● Brief
Word for word, restate the records that appear below.

● Information shown
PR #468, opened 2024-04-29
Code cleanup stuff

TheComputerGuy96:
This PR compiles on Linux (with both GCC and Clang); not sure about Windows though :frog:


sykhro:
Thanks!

● Result for this task
PR #468, opened 2024-04-29
Code cleanup stuff

TheComputerGuy96:
This PR compiles on Linux (with both GCC and Clang); not sure about Windows though :frog:


sykhro:
Thanks!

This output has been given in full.